◆ ACTION ITEM ◆
Isolate every line in the data with the string "just" and copy it.

RECORDS FOR THIS EXERCISE Start Marker

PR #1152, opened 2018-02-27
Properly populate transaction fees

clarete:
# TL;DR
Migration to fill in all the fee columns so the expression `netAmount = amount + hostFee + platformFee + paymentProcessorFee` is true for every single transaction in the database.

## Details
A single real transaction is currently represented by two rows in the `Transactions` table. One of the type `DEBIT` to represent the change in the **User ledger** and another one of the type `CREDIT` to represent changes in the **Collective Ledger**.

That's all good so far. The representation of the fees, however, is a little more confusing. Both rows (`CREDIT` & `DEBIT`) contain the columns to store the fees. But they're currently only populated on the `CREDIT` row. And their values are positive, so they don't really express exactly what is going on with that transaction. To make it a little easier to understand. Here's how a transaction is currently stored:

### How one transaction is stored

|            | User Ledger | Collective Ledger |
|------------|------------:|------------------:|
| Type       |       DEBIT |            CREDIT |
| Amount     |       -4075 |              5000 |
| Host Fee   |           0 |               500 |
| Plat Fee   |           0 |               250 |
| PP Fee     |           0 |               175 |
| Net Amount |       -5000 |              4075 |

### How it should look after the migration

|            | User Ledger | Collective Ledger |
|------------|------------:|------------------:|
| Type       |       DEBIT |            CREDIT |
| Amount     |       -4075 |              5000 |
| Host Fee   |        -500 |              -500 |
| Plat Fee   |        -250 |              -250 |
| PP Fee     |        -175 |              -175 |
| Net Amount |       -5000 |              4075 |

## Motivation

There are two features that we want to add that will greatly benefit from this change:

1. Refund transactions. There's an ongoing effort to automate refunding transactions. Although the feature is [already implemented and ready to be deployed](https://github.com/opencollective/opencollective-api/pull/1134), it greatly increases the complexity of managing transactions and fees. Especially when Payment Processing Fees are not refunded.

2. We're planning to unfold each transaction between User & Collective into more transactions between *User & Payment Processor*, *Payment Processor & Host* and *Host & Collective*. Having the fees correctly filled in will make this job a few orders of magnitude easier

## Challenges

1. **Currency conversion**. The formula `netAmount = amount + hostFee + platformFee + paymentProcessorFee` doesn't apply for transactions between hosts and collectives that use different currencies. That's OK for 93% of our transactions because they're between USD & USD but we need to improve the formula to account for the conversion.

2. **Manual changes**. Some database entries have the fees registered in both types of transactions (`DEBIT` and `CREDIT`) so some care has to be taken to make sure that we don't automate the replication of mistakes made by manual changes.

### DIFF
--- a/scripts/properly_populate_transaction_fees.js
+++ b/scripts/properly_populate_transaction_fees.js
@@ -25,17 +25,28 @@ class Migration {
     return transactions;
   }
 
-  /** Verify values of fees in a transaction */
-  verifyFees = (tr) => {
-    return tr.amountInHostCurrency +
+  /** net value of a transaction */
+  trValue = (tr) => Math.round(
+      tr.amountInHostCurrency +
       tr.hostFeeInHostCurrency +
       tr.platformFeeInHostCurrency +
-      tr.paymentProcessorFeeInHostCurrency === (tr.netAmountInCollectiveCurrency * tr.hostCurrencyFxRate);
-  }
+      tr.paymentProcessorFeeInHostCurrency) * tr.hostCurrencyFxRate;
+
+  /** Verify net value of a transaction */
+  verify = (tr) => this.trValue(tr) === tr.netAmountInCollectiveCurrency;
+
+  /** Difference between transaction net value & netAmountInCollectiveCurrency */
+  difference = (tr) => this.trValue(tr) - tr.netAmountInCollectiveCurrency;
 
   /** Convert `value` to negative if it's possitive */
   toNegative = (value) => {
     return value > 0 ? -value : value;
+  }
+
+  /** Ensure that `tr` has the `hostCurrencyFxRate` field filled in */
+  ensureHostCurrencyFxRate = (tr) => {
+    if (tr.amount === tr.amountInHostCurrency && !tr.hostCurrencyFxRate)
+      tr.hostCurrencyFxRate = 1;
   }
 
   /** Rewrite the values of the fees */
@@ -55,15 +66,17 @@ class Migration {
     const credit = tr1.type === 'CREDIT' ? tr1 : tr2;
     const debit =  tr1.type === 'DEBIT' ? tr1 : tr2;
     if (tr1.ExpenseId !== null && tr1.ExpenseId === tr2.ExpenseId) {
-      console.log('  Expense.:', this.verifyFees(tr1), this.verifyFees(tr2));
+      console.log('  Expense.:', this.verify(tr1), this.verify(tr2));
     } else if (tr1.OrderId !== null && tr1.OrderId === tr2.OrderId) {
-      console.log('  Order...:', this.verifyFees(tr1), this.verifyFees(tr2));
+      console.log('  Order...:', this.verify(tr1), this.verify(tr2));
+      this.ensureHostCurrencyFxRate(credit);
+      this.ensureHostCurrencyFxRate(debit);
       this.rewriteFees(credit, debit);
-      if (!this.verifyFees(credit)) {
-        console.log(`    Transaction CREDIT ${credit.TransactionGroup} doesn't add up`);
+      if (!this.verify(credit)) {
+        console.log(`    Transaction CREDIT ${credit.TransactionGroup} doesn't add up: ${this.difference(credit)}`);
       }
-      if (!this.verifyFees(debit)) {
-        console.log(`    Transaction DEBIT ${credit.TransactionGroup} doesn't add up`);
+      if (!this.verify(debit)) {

RECORDS FOR THIS EXERCISE End Marker
RECORDS FOR THIS EXERCISE Start Marker

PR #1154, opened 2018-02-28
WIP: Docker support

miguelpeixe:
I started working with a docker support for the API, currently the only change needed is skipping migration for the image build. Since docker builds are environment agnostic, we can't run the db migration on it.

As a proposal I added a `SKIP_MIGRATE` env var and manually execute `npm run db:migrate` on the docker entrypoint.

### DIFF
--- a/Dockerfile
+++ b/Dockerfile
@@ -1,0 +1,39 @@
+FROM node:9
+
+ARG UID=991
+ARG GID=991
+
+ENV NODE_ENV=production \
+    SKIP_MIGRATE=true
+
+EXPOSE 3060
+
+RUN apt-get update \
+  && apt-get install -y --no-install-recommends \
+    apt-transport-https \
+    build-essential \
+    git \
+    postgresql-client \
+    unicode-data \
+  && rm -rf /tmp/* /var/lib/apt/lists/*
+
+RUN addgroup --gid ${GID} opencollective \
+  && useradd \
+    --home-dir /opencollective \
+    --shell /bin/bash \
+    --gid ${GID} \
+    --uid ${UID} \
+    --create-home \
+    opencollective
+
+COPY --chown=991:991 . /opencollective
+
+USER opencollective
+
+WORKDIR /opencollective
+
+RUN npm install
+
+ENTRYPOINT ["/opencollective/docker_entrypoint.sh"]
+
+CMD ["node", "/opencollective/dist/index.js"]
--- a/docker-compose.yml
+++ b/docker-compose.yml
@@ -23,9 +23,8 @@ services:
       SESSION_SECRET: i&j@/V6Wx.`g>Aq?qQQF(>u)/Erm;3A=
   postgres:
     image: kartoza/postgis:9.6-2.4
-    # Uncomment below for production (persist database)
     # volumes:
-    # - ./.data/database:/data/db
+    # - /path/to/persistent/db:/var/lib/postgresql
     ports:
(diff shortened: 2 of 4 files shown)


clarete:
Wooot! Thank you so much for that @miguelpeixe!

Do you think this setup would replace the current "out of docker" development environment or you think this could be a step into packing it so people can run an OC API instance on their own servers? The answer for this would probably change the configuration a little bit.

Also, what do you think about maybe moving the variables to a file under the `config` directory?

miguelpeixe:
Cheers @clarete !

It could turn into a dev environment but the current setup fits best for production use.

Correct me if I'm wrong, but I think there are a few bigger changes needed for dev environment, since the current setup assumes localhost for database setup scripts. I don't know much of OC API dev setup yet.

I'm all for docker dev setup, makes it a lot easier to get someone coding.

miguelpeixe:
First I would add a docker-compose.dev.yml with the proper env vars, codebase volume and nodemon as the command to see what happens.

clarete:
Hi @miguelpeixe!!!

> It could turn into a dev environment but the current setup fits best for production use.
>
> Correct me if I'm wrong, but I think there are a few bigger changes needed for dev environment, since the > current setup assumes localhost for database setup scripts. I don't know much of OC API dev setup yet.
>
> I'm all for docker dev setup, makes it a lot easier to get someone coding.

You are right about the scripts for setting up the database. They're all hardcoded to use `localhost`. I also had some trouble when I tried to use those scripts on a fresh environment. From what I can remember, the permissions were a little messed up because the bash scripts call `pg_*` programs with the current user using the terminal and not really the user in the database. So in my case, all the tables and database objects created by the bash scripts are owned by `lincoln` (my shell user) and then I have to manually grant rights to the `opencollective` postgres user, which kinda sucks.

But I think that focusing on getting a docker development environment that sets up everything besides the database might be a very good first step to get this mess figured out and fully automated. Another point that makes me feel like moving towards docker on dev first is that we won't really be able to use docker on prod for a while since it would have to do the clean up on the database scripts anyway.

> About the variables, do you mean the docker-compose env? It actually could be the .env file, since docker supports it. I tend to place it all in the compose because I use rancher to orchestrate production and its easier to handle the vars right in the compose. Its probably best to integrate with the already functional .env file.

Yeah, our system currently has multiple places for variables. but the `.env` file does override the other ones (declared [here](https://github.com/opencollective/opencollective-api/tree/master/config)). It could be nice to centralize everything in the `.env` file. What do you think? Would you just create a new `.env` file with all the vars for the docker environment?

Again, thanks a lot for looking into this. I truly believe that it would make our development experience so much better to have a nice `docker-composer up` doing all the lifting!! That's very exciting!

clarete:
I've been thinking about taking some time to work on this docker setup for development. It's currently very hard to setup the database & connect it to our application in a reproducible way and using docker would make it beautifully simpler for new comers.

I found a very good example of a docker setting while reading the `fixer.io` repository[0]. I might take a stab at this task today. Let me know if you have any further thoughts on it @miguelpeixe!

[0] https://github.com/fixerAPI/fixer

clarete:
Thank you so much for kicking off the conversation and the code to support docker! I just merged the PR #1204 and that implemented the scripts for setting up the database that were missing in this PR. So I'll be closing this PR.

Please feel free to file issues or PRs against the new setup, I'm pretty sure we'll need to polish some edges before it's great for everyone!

RECORDS FOR THIS EXERCISE End Marker

◆ EXERCISE ANSWER ◆
Yeah, our system currently has multiple places for variables. but the `.env` file does override the other ones (declared [here](https://github.com/opencollective/opencollective-api/tree/master/config)). It could be nice to centralize everything in the `.env` file. What do you think? Would you just create a new `.env` file with all the vars for the docker environment?
Thank you so much for kicking off the conversation and the code to support docker! I just merged the PR #1204 and that implemented the scripts for setting up the database that were missing in this PR. So I'll be closing this PR.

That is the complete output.